From top to bottom, return the records that follow exactly.

Data –

|---|

Issue #1814, opened 2023-03-13
[feature] separate setup-token and verify-token


laurentsimon:
See this discussion https://github.com/slsa-framework/slsa-github-generator/issues/1809
Jobs may be scheduled on different runners, so we should not assume they are the same during generation and verification

ianlewis:
We don't validate the runner is the same in `verify-token`. This should only be for tests.

PR #1824, opened 2023-03-14
feat: separate setup-token and verify-token into 2 jobs

laurentsimon:
closes https://github.com/slsa-framework/slsa-github-generator/issues/1814

successful run at https://github.com/laurentsimon/slsa-github-generator/actions/runs/4419476426


.github/workflows/scripts/e2e-verify.common.sh
```diff
@@ -115,7 +115,7 @@ e2e_verify_decoded_token() {
     # GitHub's information.
     _e2e_verify_query "$decoded_token" "$GITHUB_ACTOR_ID" '.github.actor_id'
     _e2e_verify_query "$decoded_token" "$GITHUB_EVENT_NAME" '.github.event_name'
-    _e2e_verify_query "$decoded_token" "$GITHUB_JOB" '.github.job'
+    _e2e_verify_query "$decoded_token" "setup-token" '.github.job'
```
ianlewis, line 118: I wonder if we should even record `$GITHUB_JOB` if it's going to be different than the build job. Maybe make an issue for this so we can follow up?

ianlewis (approved):

.github/workflows/scripts/e2e-verify.common.sh
laurentsimon: I removed the job from the token. Successful run https://github.com/laurentsimon/slsa-github-generator/actions/runs/4429655425

ianlewis: Looks like the unit tests for `verify-token` need to be updated to remove the job id.

laurentsimon: They are removed in the latest commit.

laurentsimon: my bad, let me fix this!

|---|

Task result –
Issue #1814, opened 2023-03-13
[feature] separate setup-token and verify-token


laurentsimon:
See this discussion https://github.com/slsa-framework/slsa-github-generator/issues/1809
Jobs may be scheduled on different runners, so we should not assume they are the same during generation and verification

ianlewis:
We don't validate the runner is the same in `verify-token`. This should only be for tests.

PR #1824, opened 2023-03-14
feat: separate setup-token and verify-token into 2 jobs

laurentsimon:
closes https://github.com/slsa-framework/slsa-github-generator/issues/1814

successful run at https://github.com/laurentsimon/slsa-github-generator/actions/runs/4419476426


.github/workflows/scripts/e2e-verify.common.sh
```diff
@@ -115,7 +115,7 @@ e2e_verify_decoded_token() {
     # GitHub's information.
     _e2e_verify_query "$decoded_token" "$GITHUB_ACTOR_ID" '.github.actor_id'
     _e2e_verify_query "$decoded_token" "$GITHUB_EVENT_NAME" '.github.event_name'
-    _e2e_verify_query "$decoded_token" "$GITHUB_JOB" '.github.job'
+    _e2e_verify_query "$decoded_token" "setup-token" '.github.job'
```
ianlewis, line 118: I wonder if we should even record `$GITHUB_JOB` if it's going to be different than the build job. Maybe make an issue for this so we can follow up?

ianlewis (approved):

.github/workflows/scripts/e2e-verify.common.sh
laurentsimon: I removed the job from the token. Successful run https://github.com/laurentsimon/slsa-github-generator/actions/runs/4429655425

ianlewis: Looks like the unit tests for `verify-token` need to be updated to remove the job id.

laurentsimon: They are removed in the latest commit.

laurentsimon: my bad, let me fix this!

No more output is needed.